Closed Oktai15 closed 5 years ago

Oktai15 commented 5 years ago

Hello, @miha-skalic, great work!

Can I use your model without audio features? For example, I want to test your model on my video, I don't have feature extractor for audio (because it was not published), do I have ability to try your model? If yes, so how can I?

miha-skalic commented 5 years ago

Hi @Oktai15 ,

Unfortunately, Google has (not yet) release the audio feature extraction part. I'm guessing that one could use a vector of zeros for the audio features. Note that we have not tested this and thus cannot tell anything-thing about the impact on the performance.

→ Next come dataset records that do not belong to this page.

PR #235, opened 2018-12-19
OS 147 - Updating the entity

Hari-stackroute:
supports for updating the parent entity
supports for updating the child entity
Test case for update entity

### DIFF
--- a/java/registry/src/main/java/io/opensaber/registry/controller/RegistryController.java
+++ b/java/registry/src/main/java/io/opensaber/registry/controller/RegistryController.java
@@ -113,7 +113,7 @@ public class RegistryController {
     }
 
     @ResponseBody
-    @RequestMapping(value = "/update", method = RequestMethod.POST)
+    @RequestMapping(value = "/update2", method = RequestMethod.POST)
     public ResponseEntity<Response> update() {
         Model rdf = (Model) apiMessage.getLocalMap(Constants.RDF_OBJECT);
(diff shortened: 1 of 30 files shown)


java/registry/src/main/java/io/opensaber/registry/controller/RegistryController.java
```diff
@@ -318,6 +318,30 @@
...
 	}
 
+    @ResponseBody
+    @RequestMapping(value = "/update", method = RequestMethod.POST)
+    public ResponseEntity<Response> updateTP2Graph() {
+        ResponseParams responseParams = new ResponseParams();
+        Response response = new Response(Response.API_ID.UPDATE, "OK", responseParams);
+        Map<String, Object> result = new HashMap<>();
+        String jsonString = apiMessage.getRequest().getRequestMapAsString();
+        String entityType = apiMessage.getRequest().getEntityType();
```
indrajra: This var seems unused.

java/registry/src/main/java/io/opensaber/registry/dao/TPGraphMain.java
```diff
@@ -40,6 +43,9 @@
     @Autowired
     private ISchemaConfigurator schemaConfigurator;
 
+    @Autowired
```
indrajra: Why is this autowired here? shouldn't this be a concern of the serviceImpl class?

PR #242, opened 2018-12-21
OS#146 Remove RDF, SHEX related files and code

indrajra:
Most of these are file deletions - .jsonld and .shex
The test cases is another area we need some focussed efforts that we will gain grounds in the coming weeks.
The /add and /read works after doing all the above.


indrajra:
Since there is merely removal of code, going without explicit approval.

PR #390, opened 2020-03-05
Issue#EPR-18: Add ability to download users in bulk as csv 

aishwa8141:
1) used npm library json2csv to convert json to csv [https://www.npmjs.com/package/json2csv](url)
2)To dowload and save csv file used npm package file-saver [https://www.npmjs.com/package/file-saver](url)
2)created service called DowloadCsvFile


ui-sample/angular-ui/src/app/components/admin-page/admin-page.component.html
```diff
@@ -23,6 +23,8 @@
           [popupPlacement]="'bottom right'">
           <i class="icon {{buttonIcon}}"></i>
         </div>
+        <a  class="ui button primary end"  *ngIf='permissionService.permissionAvailable' appPermission
+        [permission]="downloadCsvRoles" (click)="downloadFile()"  [ngClass]="{'loading' : loader}">Download CSV</a>
```
indrajra: Call it as Download as much as possible. We may download as csv, pdf or other formats later. So, if you think likewise, you will automatically call roles as 'downloadRole'.

ui-sample/angular-ui/src/app/services/download/download-csvfile.service.ts
```diff
@@ -0,0 +1,29 @@
...
+
+
+  Json2csvParser = json2csv.Parser;
+  constructor() {
+
+  }
+  public downloadCsvFile(data: any, filename?: string) {
+    let csvData = this.convertJsonToCSV(data);
+    let file = new Blob([csvData], { type: 'text/csv;charset=utf-8' });
+    saveAs(file, "Employees.csv");
```
indrajra: How will this be handling multiple connections? Guess you must add a timestamp to say the least.
And in the constructor remove the ones older than 5 min or so, so that we keep the container size under control.

ui-sample/angular-ui/src/app/components/admin-page/admin-page.component.html
aishwa8141: done

ui-sample/angular-ui/src/app/services/download/download-csvfile.service.ts
indrajra: Sorry, this is in ui. So no issues.

PR #398, opened 2020-03-16
Removed /admin from the keycloak add user api url

aishwa8141:
and removed check isActive while registered new user to the keycloak


aishwa8141:
refer PR 400

PR #399, opened 2020-03-16
EPR-41 Display QrCode in Employee Profile page

reshmi-nair:
Display QrCode in Employee Profile page


ui-sample/util-service/index.js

Oktai15 commented 5 years ago

Thank you, @miha-skalic!

ideaRunner commented 5 years ago

About the audio feature extraction, I found this code https://github.com/tensorflow/models/tree/master/research/audioset#output-embeddings Also a person who have used it and get a good result. https://github.com/antoine77340/Youtube-8M-WILLOW/issues/28

The released AudioSet embeddings were postprocessed before release by applying a PCA transformation (which performs both PCA and whitening) as well as quantization to 8 bits per embedding element. This was done to be compatible with the YouTube-8M project which has released visual and audio embeddings for millions of YouTube videos in the same PCA/whitened/quantized format. We provide a Python implementation of the postprocessing which can be applied to batches of embeddings produced by VGGish. vggish_inference_demo.py shows how the postprocessor can be run after inference. If you don't need to use the released embeddings or YouTube-8M, then you could skip postprocessing and use raw embeddings.